CUR (Cost and Usage Report) v2 is Polo's planned primary cost data source, providing hourly per-resource cost data. It must be enabled manually in the AWS Billing console — there is no API to create it. It only generates data from the day it's enabled; there is no backfill of historical data.

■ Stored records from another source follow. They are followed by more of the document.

PR #1047, opened 2020-12-14
auditwheel 2/3 compat

sgillies:
This is a "hotfix" with search path changes required by auditwheel versions > 3.0, which is required for Python 3.9.

We will not merge this into 1.7.x but we will need this for 1.8.

### DIFF
--- a/shapely/geos.py
+++ b/shapely/geos.py
@@ -68,22 +68,20 @@ if sys.platform.startswith('linux'):
     # Test to see if we have a wheel repaired by auditwheel which contains its
     # own libgeos_c. Note: auditwheel 3 changed the location of libs.
     geos_whl_so = glob.glob(
-        os.path.abspath(
-            os.path.join(
-                os.path.dirname(__file__), ".libs/libgeos_c-*.so.*"
-            )
-        )
+        os.path.abspath(os.path.join(os.path.dirname(__file__), ".libs/libgeos*.so*"))
     ) or glob.glob(
         os.path.abspath(
             os.path.join(
-                os.path.dirname(__file__), "..", "Shapely.libs", "libgeos_c-*.so.*"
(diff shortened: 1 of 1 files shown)


sgillies:
I've uploaded a `Shapely-1.7.1-1-cp39-cp39-manylinux1_x86_64.whl` to https://pypi.org/project/Shapely/1.7.1/#files with the hotfix made up of the commits in this PR: https://patch-diff.githubusercontent.com/raw/Toblerity/Shapely/pull/1047.diff. My changes in fc3e642 required the list of lib paths to be sorted and in 3a3f91b we do sort them. I've installed the wheel on my thinkpad with Python 3.9.1 and a basic test works.

```
Python 3.9.1 (default, Dec 15 2020, 11:13:51)
[GCC 7.5.0] on linux
>>> Point(0, 0).buffer(10).area
313.6548490545939
```

This resolves the new issue reported in https://github.com/Toblerity/Shapely/issues/1040#issuecomment-745420914.

daveisfera:
> If you've already downloaded and installed `Shapely-1.7.1-cp39-cp39-manylinux1_x86_64.whl` (the file from 2020-12-14 with no "-1" build tag), uninstall and remove it from your pip cache and reinstall, or do `pip install -U shapely -I --force-reinstall --no-cache`.

Can an updated release be made? We updated to Python 3.9 last night and trying to invalidate all of the docker builds that will now have this bad setup can be tricky and if I'm understanding this correctly, there is also a code change to go along with this, so wouldn't a new version make sense anyways?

Until CUR v2 is implemented and accumulates enough history, the cost_explorer collector serves as the primary cost source (daily granularity, $0.01/query).

Setup Steps

  1. Go to AWS Billing Console → Data Exports → Create export
  2. Export type: CUR 2.0
  3. Export name: polo-cur-v2
  4. Time granularity: Hourly
  5. Include resource IDs: Yes
  6. Data format: Parquet
  7. Compression: Parquet native (Snappy)
  8. S3 bucket: create marqo-polo-cur-v2 (or similar) in the management account
  9. S3 prefix: cur/
  10. Enable S3 event notification on the bucket → SQS queue → triggers the cost_cur Lambda

CUR v2 Column Mapping

CUR v2 uses a different naming convention than legacy CUR. Key mappings for the cost_cur collector:

Polo fieldCUR v2 column
resource_arnline_item_resource_id
aws_account_idline_item_usage_account_id
aws_regionproduct_region
value (cost USD)line_item_unblended_cost
resource_typeDerived from line_item_resource_id via ARN parsing
Properties: usage_typeline_item_usage_type
Properties: operationline_item_operation
Properties: pricing_termpricing_term

File Structure

CUR v2 delivers Parquet files to a path like:

s3://marqo-polo-cur-v2/cur/polo-cur-v2/data/BILLING_PERIOD=2025-03/polo-cur-v2-00001.snappy.parquet

The cost_cur collector reads these files using pyarrow, maps to ResourceEvent, and inserts into ClickHouse.

Verification

@pytest.mark.aws
def test_cur_v2_bucket_has_recent_data():
s3 = boto3.client('s3')
response = s3.list_objects_v2(Bucket='marqo-polo-cur-v2', Prefix='cur/')
assert response.get('KeyCount', 0) > 0, (
"No CUR files found. Ensure CUR v2 export 'polo-cur-v2' is enabled."
)

Cost

CUR itself is free. S3 storage for the Parquet files is minimal (a few GB/month). The Cost Explorer API fallback costs $0.01 per query.